The last time I had a nickname (and the only one I've ever had) was up until I was 9 years old. My papa gave it to me. Apparently when I was born he decided he would never be able to remember my given name, so he called me Pooh.

I don't remember him ever calling me by my first name. To him, I was alway Pooh. I loved it. I loved that I had a special name from him. You see, he was someone I looked up to ever so dearly. I was his first grandchild, and we were incredibly close.

That's him in the picture. He was teaching me to drive the boat. He and my nanny had a lake out their back door, and we spent as many waking hours out there as possible. To me, I was THE BOSS LADY whenever I was with him. He let me drive the boat, took me fishing, let me adjust the gears in his stick shift Nissan truck, and spent almost every Saturday with me. Many Saturdays he would pick me up, and we would go to the sale barn together. We didn't buy anything, but I learned to sit incredibly still so as not to accidentally bid. Haha I was 7, I had no chance of them thinking I was bidding. That was pretty clever on his part. Other Saturdays he would pick me up, and we would spend the morning hitting up all the local yard sales. Those were my favorite days. He always bought me tons of junk.

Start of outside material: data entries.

PR #767, opened 2023-12-10
make julialauncher have saner error messages for channels and versions

### LINKED ISSUE #766: "ERROR: Invalid Juliaup channel `1.0` at command line."
This channel isn't really "invalid", I just hadn't installed it yet. I think a simple fix would be "Invalid or uninstalled Julia channel". A fancier fix would be to lookup if it is just not yet installed, and if running interactively, prompt to do so, given we are on an error path anyway and can afford the lookup time.

uncomfyhalomacro:
closes #766

### DIFF
--- a/src/bin/julialauncher.rs
+++ b/src/bin/julialauncher.rs
@@ -165,23 +165,23 @@ fn get_julia_path_from_channel(
             .ok_or_else(|| match juliaup_channel_source {
                 JuliaupChannelSource::CmdLine => {
                     if versions_db.available_channels.contains_key(channel) {
-                        UserError { msg: format!("`{}` is not installed. Please run `juliaup add {}` to install channel or version", channel, channel) }
+                        UserError { msg: format!("`{}` is not installed. Please run `juliaup add {}` to install channel or version.", channel, channel) }
                     } else {
-                        UserError { msg: format!("ERROR: Invalid Juliaup channel `{}`. Please run `juliaup list` to get a list of valid channels and versions",  channel) }
+                        UserError { msg: format!("ERROR: Invalid Juliaup channel `{}`. Please run `juliaup list` to get a list of valid channels and versions.",  channel) }
                     }
                 }.into(),
                 JuliaupChannelSource::EnvVar=> {
                     if versions_db.available_channels.contains_key(channel) {
-                        UserError { msg: format!("`{}` for environment variable JULIAUP_CHANNEL is not installed. Please run `juliaup add {}` to install channel or version", channel, channel) }
+                        UserError { msg: format!("`{}` for environment variable JULIAUP_CHANNEL is not installed. Please run `juliaup add {}` to install channel or version.", channel, channel) }
                     } else {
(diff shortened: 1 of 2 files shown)


uncomfyhalomacro:
\cc @davidanthoff ready for review. if youre free :D

tests/channel_selection.rs
```diff
@@ -99,7 +99,7 @@ fn channel_selection() {
         .env("JULIAUP_DEPOT_PATH", depot_dir.path())
         .assert()
         .failure()
-        .stderr("ERROR: Invalid Juliaup channel `1.8.6` at command line.\n");
+        .stderr("ERROR: Invalid Juliaup channel `1.8.6`. Please run `juliaup list` to check a valid channel or version\n");
```
fingolfin, line 102: This reads a bit weird to me: "to check a valid channel or version".

Maybe "to find a valid channel or version" or "to get a list of valid channels and versions" ?

uncomfyhalomacro:
very late to you and contributors but happy new year! 🎉

@fingolfin thanks for the code review. I applied your suggestions. 🫂

src/bin/julialauncher.rs
```diff
@@ -159,13 +159,40 @@ fn get_julia_path_from_channel(
     juliaupconfig_path: &Path,
     juliaup_channel_source: JuliaupChannelSource,
 ) -> Result<(PathBuf, Vec<String>)> {
+    let paths = get_paths().with_context(|| "Trying to load all global paths.")?;
+    let versiondb_data =
+        load_versions_db(&paths).with_context(|| "command failed to load versions db.")?;
```
davidanthoff, line 164: I don't think we need to load it again, the function has an argument `versions_db` that can be used?

src/bin/julialauncher.rs
```diff
@@ -159,13 +159,40 @@ fn get_julia_path_from_channel(
...
             .installed_channels
             .get(channel)
             .ok_or_else(|| match juliaup_channel_source {
-                JuliaupChannelSource::CmdLine => UserError { msg: format!("ERROR: Invalid Juliaup channel `{}` at command line.", channel).to_string() }.into(),
-                JuliaupChannelSource::EnvVar => UserError { msg: format!("ERROR: Invalid Juliaup channel `{}` in environment variable JULIAUP_CHANNEL.", channel).to_string() }.into(),
-                JuliaupChannelSource::Override => UserError { msg: format!("ERROR: Invalid Juliaup channel `{}` in directory override.", channel).to_string() }.into(),
+                JuliaupChannelSource::CmdLine => {
+                    if versiondb_data.available_channels.contains_key(channel) {
+                        UserError { msg: format!("`{}` is not installed. Please run `juliaup add {}` to install channel or version", channel, channel) }
+                    } else if versiondb_data.available_versions.contains_key(channel) {
```
davidanthoff, line 172: I don't think we need to check in the `availabe_versions`, users can't access those versions in any, I think just looking at `available_channels` is enough. Same applies to the same `if` blocks below.

davidanthoff (changes requested):
Nice! Just a few small change requests.

davidanthoff:
Ok, one (very!) minor last change request: could you add a period at the end of each of the error messages? That is the convention I have used throughout the project.

davidanthoff (approved):
Awesome, thanks!

PR #768, opened 2023-12-14
Init script: Added possiblity for overriding JULIAUP_VERSION

stemann:
This PR should make it possible to customize the juliaup version used, e.g., to lock the juliaup version used for reproducibility in a Dockerfile.


davidanthoff:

The Christmas before he died, I remember him using me as his spy. He said, "Pooh, ask your nanny what she got me for Christmas then come and tell me later." Oh man, I was on the mission of a life time. I was trying to be all sneaky and find out what he was getting, only to have my nanny know exactly what I was doing and tell me a fake gift. We were both shocked when he opened up a hitch cover in the shape of a boat propellor instead of a fishing pole that folded up. Come to think of it, I may have been the only one surprised it wasn't a foldable fishing pole. He laughed so much, and I was so upset my spy mission had failed. I was quite the dramatic child. My nanny told me, recently, that when I was about four years old I called my papa and asked him to "come pick me up and get me out of this mess". I had a brand new baby sister and wanted a break haha. He jumped in the car and raced to my rescue.

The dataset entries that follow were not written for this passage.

PR #769, opened 2023-12-15
improvement: handling of selfuninstall

### LINKED ISSUE #752: Provide better UI for `self uninstall` on platforms that don't actually support it
Right now `juliaup self uninstall` is an error as "unknown command" on platforms where Juliaup is installed via some third party method (brew, cargo etc). Instead of just pretending that the command doesn't exist, we could either output a more useful error message, or maybe on some platforms even initiate the uninstall (similar to Windows, where `juliaup self update` triggers a Windows Store update for Juliaup).

uncomfyhalomacro:
We added the feature `distro-default` to let packagers configure the disablement of `selfupdate`. The build.rs file is adapted to raise a compiler error if both features are configured together.

Closes #752

### DIFF
--- a/Cargo.toml
+++ b/Cargo.toml
@@ -90,6 +90,7 @@ predicates = "3.0.3"
 
 [features]
 selfupdate = []
+distro-default = []
 windowsstore = []
 windowsappinstaller = []
 dummy = []
--- a/build.rs
+++ b/build.rs
@@ -62,4 +62,3 @@ fn main() -> Result<()> {
 
 #[cfg(all(feature = "selfupdate", feature = "distro-default"))]
 compile_error!("Compilation is not allowed. You can't compile with feature `selfupdate` and `distro-default` enabled together.");
-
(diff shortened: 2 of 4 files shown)


uncomfyhalomacro:
Sample running commands:
1. The first command is compiling juliaup with both features turned on. It should raise a compilation error.
2. The second command is running `juliaup self uninstall` built with `-F distro-default`.

image

davidanthoff:
Do we really need a new feature here? Can't we just have some clear logic to detect when we need to output this based on the existing features?

uncomfyhalomacro:
let me see if i can still find a way to not add a new feature. it's hard since some of the options are tied with `selfupdate`

davidanthoff:
I just took another look, I _think_ it could just be `#[cfg(not(feature = "selfupdate"))]`, right?

uncomfyhalomacro:
yeah im going to try that. i dont remember why but i feel like i made a mess somewhere for using cfg(not(...))

uncomfyhalomacro:
cc @davidanthoff new PR at https://github.com/JuliaLang/juliaup/pull/786. :D

PR #782, opened 2024-01-06
Fix usage of drop

fingolfin:
Fixes #778

PR #783, opened 2024-01-06
Replace unmaintained action-rs actions

fingolfin:
The action-rs repositories were archived in October 2023. They use deprecated GH Action feature which will stop working at some point.

Replace `actions-rs/toolchain` by `actions-rust-lang/setup-rust-toolchain` which is different but similar enough for our purposes. It lacks the `default` argument but as far as I can tell it does not matter?

As a nice enhancement, the new action also sets up "Problem Matchers" which scan all output for `cargo` and `rustfmt` error messages which then are highlighted in the GitHub web interface.

That also means that as a replacement for `actions-rs/cargo` one can usually just call `cargo` directly. Well, except when `use-cross` is enabled... One could probably also call `cross` directly, but I decided to play it safe and just use `clechasseur/rs-cargo` instead, which is an improved fork of the original `actions-rs/cargo`.

Requires #782 -- so e.g. close and reopen this PR after #782 was merged to (hopefully) make it pass

### DIFF
--- a/.github/workflows/release.yml
+++ b/.github/workflows/release.yml
@@ -191,13 +191,12 @@ jobs:
       with:
         platform: x86
         version: 12.2.0
-    - uses: actions-rs/toolchain@v1
+    - uses: actions-rust-lang/setup-rust-toolchain@v1
       with:
         toolchain: ${{matrix.toolchain}}
-        default: true
         target: ${{matrix.target}}
     - name: Release build
-      uses: actions-rs/cargo@v1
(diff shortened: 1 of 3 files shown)


davidanthoff:
> It lacks the `default` argument but as far as I can tell it does not matter?

Yes, I think [this](https://github.com/actions-rust-lang/setup-rust-toolchain/blob/d5fcac478a8270ade8a005df33017ae06891af79/action.yml#L141) means that if we install a toolchain with this action it always is made the default.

I am sure I'm guilty of putting him on a pedastool; I think that's easy to do when someone we love dies. But I sure loved that man. I was 9 when he was killed, and I was about 10 the last time anyone called me Pooh. It was just as well; I didn't want anyone to call me that anymore. It was special. It was mine and his. I became protective of the nickname, and didn't want anyone saying it ever. I guess everyone deals with losing someone differently, and I held on to him by the nickname he gave me. I use it now as a password, username, and other private things, but I don't want anyone else using it. I don't want to hear it. It breaks my heart, and it was too special to have it feel sour.
Anytime I've been asked if I have a nick name I always answer no, but I know this one will always be dear to me. I just don't want anyone tainting it.
Grief is a weird thing, and for that 9 year old girl, so many years ago, it meant latching onto the name he gave me and never wanting anyone else to use it.